If it meets further regulatory terms, this will be only the second time a credit union has purchased a savings bank.

“We are pleased that our shareholders voted to join GFA Federal Credit Union. This new partnership will not only expand service to our customers, communities and employees but will ensure to continue the same care and commitment characteristic of Monadnock,” said William Pierce Jr., CEO of Monadnock.

“Monadnock Community Bank has served its members and community well for over 40 years,” said GFA CEO Tina Sbrega. “We look forward to building upon the tradition of customer service and community commitment and bringing greater convenience not only to Monadnock customers but to the members of GFA as well.” Sbrega also noted that this extension of GFA’s footprint further into New Hampshire fits well with recent strategic growth initiatives.

The two institutions expect the transaction to close sometime in the fourth quarter of this year, but sources familiar with the transaction noted that the shareholder vote was only one of the hurdles the two institutions still faced.

“It was only one hurdle, but it was a very important hurdle,” explained Michael Bell, partner with the Detroit, Michigan law firm of Kotz Sangster. “It was a very important hurdle because it was one we couldn’t control,” he added. Bell is advising the credit union through the transaction.

In addition to approval from the stockholders, the credit union and bank will need the approval of the NCUA, the Office of the Comptroller of the Currency and the FDIC, according to Bell, with the NCUA and the OCC taking the lead role.

Bell explained that the deal’s unprecedented nature is one of its most challenging aspects, particularly that there is no precedent for a credit union buying a stock-owned thrift.

“When GFA approached me about doing this, I did some investigation and told them there is nothing in the [Federal Credit Union] Act that said you can do this, but there is nothing that said you can’t, so let’s go for it,” Bell said.

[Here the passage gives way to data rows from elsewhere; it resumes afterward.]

Issue #294, opened 2025-03-20
[wrapper] Violated pre and postconditions should raise `Violated_condition`


Lucccyo:
In the specification of the function `euclidean_division`, the precondition `requires y > 0` enforces that the second argument must be strictly positive:

```ocaml
val euclidean_division: int -> int -> int * int
(*@ q, r = euclidean_division x y
    requires y > 0
    ensures  x = q * y + r
    ensures  0 <= r < y *)
```
When this precondition is violated, the wrapper mode of Ortac generates an error to inform the user. These errors are defined in `Ortac_runtime`.

However, when a precondition (or postcondition) is violated, the program should raise `Violated_condition` instead of `Violated_invariant`, as shown in the following generated code:

```ocaml
  if
    not
      (try
         Ortac_runtime.Gospelstdlib.(>)
           (Ortac_runtime.Gospelstdlib.integer_of_int y)
           (Ortac_runtime.Gospelstdlib.integer_of_int 0)
       with
       | e ->
           ((Ortac_runtime.Specification_failure
               { term = "y > 0"; term_kind = Pre; exn = e })
              |> (Ortac_runtime.Errors.register __error__001_);
            true))
  then
    (Ortac_runtime.Violated_invariant { term = "y > 0"; position = Pre }) |>
      (Ortac_runtime.Errors.register __error__001_);
```

PR #295, opened 2025-03-20
Fix incorrect error type for violated preconditions and postconditions

Lucccyo:
When a precondition or postcondition is violated, Ortac generates a raise to `Violated_invariant` from the `Ortac_runtime`, which is incorrect (as explained in [#294]). The expected behaviour is to raise `Violated_condition` instead, as preconditions and postconditions are contract conditions, not invariants.

This PR fixes this by matching `kind` with the expected error type when `kind` is violated.
```ocaml
let violated kind = match kind with
  | `Pre | `Post -> violated_condition (term_kind kind)
  | _ -> violated_invariant (term_kind kind)
```

### DIFF
--- a/CHANGES.md
+++ b/CHANGES.md
@@ -1,3 +1,8 @@
+# Unreleased
+
+- Fix incorrect error type for violated preconditions and postconditions
+  [\#295](https://github.com/ocaml-gospel/ortac/pull/295)
+
 # 0.6.0
 
 - Make search for returned value description more flexible
--- a/plugins/monolith/test/generated/wrapper.expected.ml
+++ b/plugins/monolith/test/generated/wrapper.expected.ml
@@ -108,8 +108,8 @@ module R =
                   |> (Ortac_runtime.Errors.register __error__012_);
                 true))
       then
-        (Ortac_runtime.Violated_invariant
-           { term = "0 <= n <= 32"; position = Pre })
+        (Ortac_runtime.Violated_condition
+           { term = "0 <= n <= 32"; term_kind = Pre })
           |> (Ortac_runtime.Errors.register __error__012_);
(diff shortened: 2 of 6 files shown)


n-osborne:
Thanks!
I haven't yet take a look at the modification but you need:
1. to promote the changes in the expect tests
2. add an entry in the Changelog (in a separated commit)

n-osborne:
Thanks again for this PR!

Overall, we now have the expected behaviour.

I only have two suggestions

I think the `Failure.violated` that you redefined to make it handle correctly the `ensures` and `requires` clauses is still a bit fragile. Its internal logic dictates that everything that is not a pre or a post condition is an invariant. The whole code works as expected because we never call the function on something else than `ensures` and `requires` clauses. In particular, we use directly `Failure.violated_invariant`. I suggest to do the same for `Failure.violated_condition`, which will allow to remove `Failure.violated`.

On the topic of cleaning up, we never use the `Failure.\`Invariant` polymorphic variant. I believe it is safe to remove it totally and it makes sense as an invariant is checked as a pre and post condition anyway.

Lucccyo:
Thanks. I agree that we should handle the violated errors separately to remove `Failure.violated` completely. However, this function is also used for an `xpost` case in the function `with_xposts`, and I am unsure what error should be raised.
```ocaml
        (fun (p, t) ->
          let s = term_printer t in
          let nonexec exn = F.spec_failure `XPost ~term:s ~exn ~register_name in
          term ~context nonexec t
          |> Result.map (fun t ->
                 case ~guard:None
                   ~lhs:(xpost_pattern ~context name p)
                   ~rhs:
                     [%expr
                       if not [%e t] then
                         [%e F.violated `XPost ~term:s ~register_name]]))
```

PR #4154, opened 2026-04-21
Allow to use Redis for caching

rnestler:
Open questions:
 * [x] Can/should I just add the redis gem unconditionally to the Gemfile? Alternatively I could add it conditionally behind an env var guard or just leave it up to the wagon to add the gem. `redis` gem got added in #4092.
 * [ ] Example configuration

### DIFF
--- a/config/application.rb
+++ b/config/application.rb
@@ -111,8 +111,13 @@ module Hitobito
 
     config.middleware.insert_before Rack::ETag, Rack::Deflater
 
-    config.cache_store = :mem_cache_store, { compress: true,
+    if ENV["RAILS_CACHE_REDIS_URL"].present?
+      additional_redis_options = YAML.load("{ #{ENV['RAILS_CACHE_REDIS_CONFIG']} }").symbolize_keys
+      config.cache_store = :redis_cache_store, { url: ENV["RAILS_CACHE_REDIS_URL"] }.merge(additional_redis_options)
+    else
+      config.cache_store = :mem_cache_store, { compress: true,
                                              namespace: ENV['RAILS_HOST_NAME'] || 'hitobito' }
+    end
 
     config.active_storage.variant_processor = :vips
 
--- a/doc/operator/01_deployment.md
+++ b/doc/operator/01_deployment.md
@@ -34,14 +34,14 @@ gesetzt werden. Werte ohne Default müssen in der Regel definiert werden.
 | RAILS_MAIL_DOMAIN | Der Domainname für die Mailinglisten/Abos | `RAILS_HOST_NAME`        |
 | RAILS_MAIL_RETRIEVER_TYPE | `pop3` oder `imap`, alles was vom [Mail](https://github.com/mikel/mail) Gem unterstützt wird. | `pop3`                   |
 | RAILS_MAIL_RETRIEVER_CONFIG | Eine Komma-separierte `key: value` Liste mit allen erforderlichen E-Mail Empfangseinstellungen des gewählten Typs, z.B. `address: mailhost.local, port: 995, enable_ssl: true`. Siehe [Mail](https://github.com/mikel/mail#getting-emails-from-a-pop-server) für gültige Optionen. Wenn diese Variable nicht gesetzt ist, funktionieren die Mailinglisten nicht. | -                        |
-| RAILS_CACHE_REDIS_URL | Optional: URL zum redis kompatiblen server welcher für caching verwendet werden soll | - |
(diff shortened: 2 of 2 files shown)


kronn (commented):
In general, I like the idea of an easier switch to Redis. 

We have also this PR: https://github.com/hitobito/hitobito/pull/4092/ and I would like them to be compatible. @RandomTannenbaum is working on the other one. Could you coordinate that this can coexist? I will add him as reviewer for this purpose.

The pattern of having YAML in an ENV-Var is not ideal, especially if passwords, usernames or generally quotes are involved. I would like to see a documented example how this is expected to be configured.

rnestler:
> In general, I like the idea of an easier switch to Redis.

Glad to hear :slightly_smiling_face: 

> We have also this PR: https://github.com/hitobito/hitobito/pull/4092 and I would like them to be compatible. @RandomTannenbaum is working on the other one. Could you coordinate that this can coexist? I will add him as reviewer for this purpose.

Sure. With the `REDIS_URL` you can specify the server, credentials and the "database" number to connect to:
```
REDIS_URL=rediss://:{PASSWORD}@{FQDN}:{port}/{db_index}
REDIS_URL=rediss://foobar@my.redis.example:6379/0
```

So we could use "#{REDIS_URL}/0" for cache and "#{REDIS_URL}/1"  for cable.

> The pattern of having YAML in an ENV-Var is not ideal, especially if passwords, usernames or generally quotes are involved. I would like to see a documented example how this is expected to be configured.

Yeah I also didn't like it, but sometimes one will need to set additional connect options.

RandomTannenbaum:
> Sure. With the `REDIS_URL` you can specify the server, credentials and the "database" number to connect to:
> 
> ```
> REDIS_URL=rediss://:{PASSWORD}@{FQDN}:{port}/{db_index}
> REDIS_URL=rediss://foobar@my.redis.example:6379/0
> ```
> 
> So we could use "#{REDIS_URL}/0" for cache and "#{REDIS_URL}/1" for cable.

I haven't really looked into the specifics of the Redis configuration so far but as far as I can tell what @rnestler suggested should indeed be compatible with what I am building :slightly_smiling_face:.

The only caveat I can think of right now is, that it wouldn't be possible to use Memcached for caching and Redis for ActionCable at the same time if they both use the same ENV var for the URL. Idk if anyone would wanna do that though. @kronn Do you already have plans on how and when you want to switch over the Cache?

config/application.rb
```diff
@@ -111,8 +111,13 @@ class Application < Rails::Application
 
     config.middleware.insert_before Rack::ETag, Rack::Deflater
 
-    config.cache_store = :mem_cache_store, { compress: true,
+    if ENV["REDIS_URL"].present?
+      additonal_redis_options = YAML.load("{ #{ENV['RAILS_REDIS_CACHE_CONFIG']} }").symbolize_keys
```
RandomTannenbaum:
```suggestion
      additional_redis_options = YAML.load("{ #{ENV['RAILS_REDIS_CACHE_CONFIG']} }").symbolize_keys
```

Small typo 🙂

config/application.rb
```diff
@@ -111,8 +111,13 @@ class Application < Rails::Application
 
     config.middleware.insert_before Rack::ETag, Rack::Deflater
 
-    config.cache_store = :mem_cache_store, { compress: true,
+    if ENV["REDIS_URL"].present?
```
kronn: In order to have more fine-grained control, I suggest using `RAILS_CACHE_REDIS_URL` and `RAILS_CACHE_REDIS_CONFIG` as environement variables. The used DB can and should then be encoded in the provided URL, to allow for other valid setups.

kronn (changes requested):
I would rename the environment variables to avoid conflicts with other redis-uses.

config/application.rb
rnestler: Fixed.

config/application.rb
rnestler: Fixed.

kronn:
I totally forgot or overlooked to adress the first question: yes, I would add the redis-gem unconditionally. Firstly, we plan to use it anyway. Secondly, this would be in line of having multiple error-reporting possibilities. While we do not use it anymore, the airbrake-gem is still present, alongside sentry.

At some point we will drop those unused parts and document ways to keep them if needed. But that is a task for future-us.

But, the other mentioned PR will add the redis-gem already. So, not you do not need to do that. It will however happen :-)

For this PR, I would first address the PR for the "UI for background Jobs". After that is merged, I will rebase and merge this one.

kronn (approved):

PR #4156, opened 2026-04-21
Generate a filename, even if no invoices are exported

kronn:
It might happen for a variety of reasons, some of which are legit and the others the wish of a user. Either way, presenting a 500 is more expensive than returning an empty file, mostly due to support requests and error-tracking.

Fixes https://glitchtip.puzzle.ch/hitobito/issues/14460

**Maybe** this needs to be a hotfix, should be possible easily enough. the fix has been tested against master and stable.


daniel-illi (commented):
LGTM 👍

kronn:
merged into stable :heavy_check_mark:

PR #4160, opened 2026-04-23
Do not crash bin/wagon gemfile if BUNDLE_GEMFILE is not set

rnestler:
While it has an if clause to guard the process would exit anyways since `set -u` was set. By substituting a default we fix this.

### DIFF
--- a/bin/wagon
+++ b/bin/wagon
@@ -198,7 +198,7 @@ gemfile)
   bundle check || bundle install
   $0 configs Gemfile.lock
 
-  if [ -n "${BUNDLE_GEMFILE}" ]; then
+  if [ -n "${BUNDLE_GEMFILE:-}" ]; then
     $0 configs "${BUNDLE_GEMFILE}.lock"
   fi
   ;;


bin/wagon
```diff
@@ -198,7 +198,7 @@ gemfile)
   bundle check || bundle install
   $0 configs Gemfile.lock
 
-  if [ -n "${BUNDLE_GEMFILE}" ]; then
+  if [ -n "${BUNDLE_GEMFILE:-}" ]; then
     $0 configs "${BUNDLE_GEMFILE}.lock"
```
rnestler, line 202: I'm confused a bit why this should be needed anyways: We don't want Gemfile.local to end up in the wagon, do we? @kronn Or at least it should be `.gitignore`d as well.

rnestler: At least the sac wagon ignores it https://github.com/hitobito/hitobito_sac_cas/blob/master/.gitignore

kronn: I have it in my global gitignore or so. This special BUNLDE_GEMFILE is one of these idiosyncracies I want to get rid of in the long run. it is used to avoid having an ever-changing Gemfile.lock when switching wagons.

kronn (approved):

PR #4163, opened 2026-04-23
Allow wagons not to be git submodules

rnestler:
Just `rm -r` would fail if the wagon isn't a git submodule.


Dockerfile
rnestler, line 31: I may still need to fix the content of `WAGON_VERSIONS` but I'm not sure what it is used for exactly.

kronn: The file is used to show information about the deployed image in the footer. if is is missing, nothing should be shown.

See https://github.com/hitobito/hitobito/blob/9e213fe2bb593771dc163fec4d60754798accb94/config/application.rb#L139-L143

kronn (approved):

PR #4175, opened 2026-04-28
Support reminding and sending emails for invoices only issued (not sent)

amaierhofer:
https://help.puzzle.ch/#ticket/zoom/11148


daniel-illi (approved):
LGTM 👍

PR #4210, opened 2026-05-08
Improve Performance for deleted people queries

codez:


kronn (approved):
At first, I had worries that we are over-indexing the table. This is seemingly not the case as we cover very different queries.

PR #4215, opened 2026-05-08
Bug/Fix setting capybara driver inconsistently

RandomTannenbaum:
Capybara.current_driver is intended to be used to change the driver for
specific specs e.g. in a before hook. Because of this, the driver set
with current_driver is automatically reset to the standard driver after
a test runs runs. In our case this is the Rack::Test driver since we dont
specify Capybara.default_driver. Because we specified current_driver in the
spec_helper, which is loaded before all specs run, the first feature
spec would always run with the chrome driver, regardless of the presence
or rather absence of `js: true`. This would lead to seemingly flaky
specs when either the test only worked with the js driver and `js: true`
wasnt specified or the test for some reason only worked with the
Rack::Test driver.

Going forward, only test that explicitly define `js: true` should
actually run with the chrome driver.

### DIFF
--- a/app/models/paper_trail/version.rb
+++ b/app/models/paper_trail/version.rb
@@ -11,6 +11,7 @@
 #
 #  id             :integer          not null, primary key
 #  event          :string           not null
+#  item_label     :string
 #  item_subtype   :string
 #  item_type      :string           not null
 #  main_type      :string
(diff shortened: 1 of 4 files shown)


njaeggi (approved):
LGTM

PR #4229, opened 2026-05-12
Use .lft instead of .name for layer sorting

### LINKED ISSUE #1720: GROUPS: Gruppensortierung in Hierarchie
### Aktuelles Verhalten

Die Sortierung der Gruppen wird in einem `after_save` hook gemacht. Problem ist, dass schon bei mehreren Umgebungen eine Diskrepanz festgestellt wurde. 

### Gewünschtes Verhalten

Die Gruppen sollten immer korrekt einsortiert sein

### Schritte zu reproduzieren

Leider unklar wie der Fehler entsteht

_No response_

### hitobito version

1.27.13

### Organisation

Die Mitte

Nestedset Gem: https://github.com/collectiveidea/awesome_nested_set

### ToDos

Versuchen herauszufinden, Fehler zu reproduzieren:
- after_save Hook debuggen
- mit Timing spielen

rnestler:
This uses the sorting defined by sorting_name (which defaults to display_name).

I think this fixes #1720. Can @carlobeltrame or @nilsrauch confirm?

Before:
image

After:
image

### DIFF
--- a/app/models/group.rb
+++ b/app/models/group.rb
@@ -226,11 +226,11 @@ class Group < ActiveRecord::Base # rubocop:disable Metrics/ClassLength
     end
 
     # order groups based on order in Group.all_types
-    # group.name as second order attribute, to get same output for all
+    # group.lft as second order attribute, to get same output for all
     # queries where multiple groups have the same type
     def order_by_type
       joins("INNER JOIN group_type_orders ON group_type_orders.name = groups.type")
-        .reorder("group_type_orders.order_weight ASC, groups.name ASC")
+        .reorder("group_type_orders.order_weight ASC, groups.lft ASC")
     end
 
     private
--- a/app/views/groups/_child_groups.html.haml
+++ b/app/views/groups/_child_groups.html.haml
@@ -4,7 +4,7 @@
 -#  https://github.com/hitobito/hitobito.
 
 - @sub_groups.each do |label, groups|
-  = section_table(label, groups.sort_by(&:sorting_name)) do |item|
+  = section_table(label, groups) do |item|
     %td
       = link_to(item.to_s, group_path(item.id))
 


app/models/group.rb
```diff
@@ -226,11 +226,11 @@ def attr_used?(attr)
     end
 
     # order groups based on order in Group.all_types
-    # group.name as second order attribute, to get same output for all
+    # group.lft as second order attribute, to get same output for all
     # queries where multiple groups have the same type
     def order_by_type
       joins("INNER JOIN group_type_orders ON group_type_orders.name = groups.type")
-        .reorder("group_type_orders.order_weight ASC, groups.name ASC")
+        .reorder("group_type_orders.order_weight ASC, groups.lft ASC")
```
rnestler, line 233: Here it used only `name`, even if the actual sorting may be depending on additional fields as defined in `def sorting_name` of `app/models/group/nested_set.rb`

njaeggi (approved):

app/models/group.rb
njaeggi: Since the `short_name` is displayed and the after_save hook moves the group's `lft` and `rgt` based on `display_name` (short_name if present, otherwise name) this is the desired behaviour.

This also won't change something about the groups with `static_name = true` because these groups just return the class label instead of super in `name` and `short_name`

Nice catch :rocket:

rnestler:
@njaeggi are the wagon test failures flaky or related to the change?

njaeggi:
@rnestler The SAC Wagon Tests were broken last week due to development, I am trying to rerun the specs on this PR for once with the fixes in the SAC Wagon, the failures most likely aren't related to the fix.

And the reruns on wednesday last week did not really say a lot because Github Actions decided to stop on prepare steps for some reason for hours :upside_down_face:

njaeggi:
@rnestler Es waren noch kleine Anpassungen in zwei Wagons nötig, jedoch nicht Dinge die kaputt gehen sondern mehr Specs welche sich neu an das korrekte Sorting halten müsse :upside_down_face: 
- https://github.com/hitobito/hitobito_pbs/pull/470
- https://github.com/hitobito/hitobito_insieme/pull/215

The proposed deal was so novel that Bell said that among GFA’s first moves had been to work with the NCUA to create an application for the agency to evaluate and approve the deal. “That’s how far outside the box we were,” Bell said. “We had to work with NCUA to build the box.”

Now that the vote has been passed, Bell said GFA and the bank would work with the regulators to address each of their different concerns, and he expressed confidence that each agency’s requirements would be satisfied in the end. But he also stressed that the job would likely not be easy because each regulator would have specific concerns and agendas–some of which might not even be known just yet.

“I think one thing that might have prevented these sorts of deals from going forward before might have been the uncertainty around doing them,” Bell said. “I think GFA is doing the credit union and banking industry a real service by being willing to be the first one to do this.”

Bell explained the NCUA’s concerns centered around what he called “impermissibles” that might be in the bank’s operations and structure that GFA, as a credit union, would not be able to do. For example, there might be a question about how a bank’s depositors would become credit union members. Or what to do about bank depositors that might not be in the credit union’s field of membership. Or the bank might have investments or loans on its books that a federal credit union would not be allowed to have. All these sorts of questions would need to be answered, Bell said.

But he expressed confidence that they would all be met and overcome. He deferred questions on what OCC’s concerns might include to Richard Garabedian, an attorney with the Washington D.C firm of Luse Gorman, Pomerenk & Schick, which is advising the bank through the transaction. Garabedian did not return calls for comment as of press time.

Bell differed with Garabedian’s published comments about whether the GFA-Monandnock transaction represented a potential trend for additional mergers between credit unions and thrifts. Garabedian is on record expressing doubt about whether enough credit unions would have sufficiently strong capital positions to allow them to make similar purchases.

But Bell countered that he had already been taking calls from credit unions interested in buying area thrifts and observed that credit unions need to be in a strong capital position in order to be approved to merge. Bell said that there was nothing about this transaction that necessarily required GFA to have a stronger capital position than it would have had to have to merge with a credit union of similar size.